Databases 7 min read

Mastering Redis: When to Use Strings, Lists, Sets, Hashes, and Zsets

This article explains Redis' core data types—strings, lists, sets, hashes, sorted sets, and more—detailing their characteristics, common commands, practical use‑cases such as caching, counters, distributed locks, and ranking, and provides best‑practice tips for key design and performance.

21CTO
21CTO
21CTO
Mastering Redis: When to Use Strings, Lists, Sets, Hashes, and Zsets

Redis is an open‑source in‑memory data structure store that can be used as a database, cache, and message broker.

It supports multiple data structures, built‑in replication, Lua scripting, LRU eviction, transactions, and various persistence levels.
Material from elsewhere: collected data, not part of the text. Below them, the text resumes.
PR #1529, opened 2019-07-31
WIP: Minor amplicon tutorial improvements

bernt-matthias:
Just going through the amplicon analysis tutorial and found a few point that might be improved. 

Not finished yet.


bernt-matthias:
Don't like that at the moment

- Background: Rarefaction
- Background: What are Operational Taxonomic Units (OTUs)?

appear multiple times.

shiltemann:
@bernt-matthias I agree, but they appear for the first time in the Mock community section, which is optional. The information is needed at that point for optimal understanding, but for those who skipped the section the information should also be shown at some point. 

I am not sure of a good way around it for now, do you have any suggestions? My thinking was that by using a comment box, the background section is at least delineated clearly and easy to skip over>

bernt-matthias:
@shiltemann agreed

bernt-matthias:
Just another question: I remember that previously there was a statistical analysis at the end of the tutorial. Has this been moved somewhere else?

bernt-matthias:
Also population level analysis seems gone?

shiltemann:
hi @bernt-matthias I moved it to the extra-credit.md file for the moment. We can add it back in as long as we change all the text (some of it is still copied from the mothur SOP). But perhaps it's better as a separate follow-up tutorial since it's already quite long right now. what do you think?

bernt-matthias:
Separate sounds better.

bernt-matthias:
For the duplicated rarefaction curves: The later one in the `Diversity Analysis` section one could have an extra text: 

How i.e. evenness and richness affect the curves: 

- richness -> asymptotic value
- evenness -> how long it takes until the asymptote is reached

bernt-matthias:
A probably more important point: In alpha diversity analysis the workflow uses `summary.single`

- shared file from Make.shared (i.e. not the subsample.shared)
- sets the size parameter to 2389

In the mothur docs the size parameter is documented as:

> size: Within the suite of calculators available in mothur are a set that will predict the number of 
> additional OTUs that will be observed for a given sample size. By default these calculators will base > the prediction on a sample that is the same size as the initial sampling. 

The Galaxy tool documents this as: 

> size - enter the size of the sample, if not set mothur will use the size of your smallest group

Sound like subsampling, but I think its not. There is an additional subsample parameter which should probably be set to `true`. Note that the mothur SOP does exactly this `summary.single(shared=stability.opti_mcc.shared, calc=nseqs-coverage-sobs-invsimpson, subsample=T)`

An alternative might be to use subsample.shared as input?

bernt-matthias:
Just tested with the subsampled input .. quite similar results

Subsampling in the tool does not work at the moment: https://github.com/galaxyproject/tools-iuc/pull/2539

shiltemann:
Hey @bernt-matthias, working through open PRs and came across this, I think there were some things left on the wishlist for this, but perhaps we should just merge what is here? What do you think?

bernt-matthias:
> Hey @bernt-matthias, working through open PRs and came across this, I think there were some things left on the wishlist for this, but perhaps we should just merge what is here? What do you think?

Fine with me. Not sure about the conflicts.

shiltemann:
Thanks @bernt-matthias :+1:  I will take care of the conflicts

shiltemann (approved):

PR #1531, opened 2019-08-01
Fix build ordering

erasche:
The monthly cron job deployed to gh-pages, because that task was second. I've moved it to be first so that the proper version gets deployed to gh-pages before the custom version is built in `bin/publish-archive`.


shiltemann:
thanks!

PR #1540, opened 2019-08-15
Change the default listen host

erasche:
Several people have reported issues and the solution is the same, tell them to the anycast IP address. Given that jekyll is a read-only service that's being run, and everyone contributing is intending to share this content anyway, I propose that we default to listening on this address. The impact should be relatively small.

High availability is provided via Sentinel and Cluster automatic sharding.

Basic Data Types

String

Hash

List

Set

Sorted Set

Bitmap

HyperLogLog

Geospatial

String Details

1. Expiration time of a string is cleared when the value is reset.
127.0.0.1:6379> set hello 3
OK
127.0.0.1:6379> get hello
"3"
127.0.0.1:6379> ttl hello
(integer) -1
127.0.0.1:6379> expire hello 3000
(integer) 1
127.0.0.1:6379> set hello 4
OK
127.0.0.1:6379> ttl hello
(integer) -1
2. Setting a string value can overwrite keys of other types.
127.0.0.1:6379> sadd settest 1,2
(integer) 1
127.0.0.1:6379> type settest
set
127.0.0.1:6379> set settest hello
OK
127.0.0.1:6379> type settest
string
127.0.0.1:6379> sadd settest a,b
(error) WRONGTYPE Operation against a key holding the wrong kind of value

Application Scenarios

String

Cache data (e.g., activity titles, product info, configuration)
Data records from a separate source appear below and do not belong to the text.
PR #1541, opened 2019-08-16
Small fix to the job resource params selector docs

hexylena:
Thanks to a comment from @charmichaeld
https://github.com/galaxyproject/galaxy/issues/6232

### DIFF
--- a/topics/admin/tutorials/connect-to-compute-cluster/tutorial.md
+++ b/topics/admin/tutorials/connect-to-compute-cluster/tutorial.md
@@ -814,7 +814,7 @@ Lastly, we need to write the rule that will read the value of the job resource p
 >            # validate params
 >            cores = int(param_dict['__job_resource']['cores'])
 >            time = int(param_dict['__job_resource']['time'])
->            destination_id = DESTINATION_IDS[cores]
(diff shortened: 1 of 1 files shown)


nsoranzo:
Are we sure it was actually an issue? I think the original code is correct, while this change probably generates an infinite loop.

topics/admin/tutorials/connect-to-compute-cluster/tutorial.md
```diff
@@ -814,7 +814,7 @@ Lastly, we need to write the rule that will read the value of the job resource p
 >            # validate params
 >            cores = int(param_dict['__job_resource']['cores'])
 >            time = int(param_dict['__job_resource']['time'])
->            destination_id = DESTINATION_IDS[cores]
+>            destination_id = 'dynamic_cores_time' # DESTINATION_IDS[cores]
```
bgruening: @erasche I think this should be something like `DESTINATION_ID.get(cores, 1)`

hexylena:
I've reviewed and merged some updates in #1752 and this is not an issue, I'm not sure why I thought it was. the code is correct as written.

PR #1545, opened 2019-08-22
Rename scRNA preprocessing directory

mtekman:
Literally from scrna_preprocessing → scrna-preprocessing.

Just for consistency


erasche:
This was live under the old url right? We should probably include a redirect or so?

bgruening:
Mh, indeed. Would a general redirect to a neural site be better ... lets say a general page that says this tutorial does not exist anymore you can look up our archive or please have a look at the main site in case the tutorial was just renamed?

erasche:
That would be easier to implement for sure, but I guess less 'fair' :/ We should probably do that in addition, for anything that was previously renamed without a redirect.

bgruening:
> Edit: we have a 404 page, just need to include links to the archive + maybe search

I like that!

PR #1547, opened 2019-08-27
Update ecoli comparison for JBrowse

hexylena:
Per GCC discussion with @nekrut 

- [x] replaced google sheets with in-galaxy work
- [x] fixed issue with lastz run (columns transposed)
- [x] reformatting for standards (videos, icons, etc)
- [x] ~updated to use JBrowse for MAF viz~ Just using BED
  - [x] ~waiting on https://github.com/galaxyproject/tools-iuc/pull/2551~
- [x] Circos

I don't think we'll use apollo here, no need for interactive annotation, just for the viz portion. I'll see if we can make something nice for circos though.


erasche:
Instead of IGV now includes a live copy of JBrowse with the final data that the users can analyse and play with:

image

erasche:
And circos!

erasche:
Moved it back to WIP because new circos version will have a MAF-to-links tool and would be better to use that maybe?

But otherwise free to review if anyone feels motivated

erasche:
Ready for review. Would you have time or interest @Delphine-L?

I'm sorry I didn't coordinate more for this, Anton talked to me and I didn't think it through.

shiltemann:
awesome, the embedded Jbrowse is amazing :+1:

shiltemann:
thanks @hexylena!

PR #1550, opened 2019-08-28
Update zenodo for chip seq xi

erasche:
Per a user complaint, cc @bgruening


bgruening:
Awesome, we ping jekyll to <4, which gets installed, but something is pulling in jekyll-4 just a few lines later https://travis-ci.org/galaxyproject/training-material/jobs/577850831#L1451

bebatut:
It seems like there is again a conflict between the gem dependencies. I am investigating

bgruening:
@bebatut it seem we are not using the lock file, can this be?

bebatut:
we are not using the lock file on Travis, just for Heroku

Simple counters (e.g., total participants of an event)

Timed expiration (e.g., daily sign‑in flag)

Distributed lock (e.g., SET lockkey 1 NX)

List

Queueing users (push/pop)

Ordered messages (push/pop)

Producer‑consumer model (push/pop, BRPOP/BLPOP for blocking reads)

Set

Deduplication lists

User tags, merchant tags

Set operations: intersection (common tasks), union (any task), difference (remaining tasks), random element (random gift)

Hash

Store multiple attributes of a single resource (e.g., user’s different gift counts)

Directly increment fields (e.g., HINCRBY giftA)

Sorted Set (Zset)

Leaderboards (user consumption, likes)

Key format: active:spring:star:rank → member=UserID, score=likes

Query top N, score range, or specific user score

Composite scoring using integer part for primary score and fractional part for secondary ranking

Best Practices

Assign reasonable TTL to every key.

String expiration is overwritten when the value is reset.

String SET can overwrite keys of other types; use appropriate data structures.

Plan key naming and quantity carefully; separate business domains (e.g., business Redis vs. activity Redis).

Leverage pipelines, Lua scripts, and transactions for performance.

Avoid using KEYS * on production clusters with many keys.

Do not store large volumes of data in a list and then search it.
Use a set to track user participation instead of creating a separate key per user.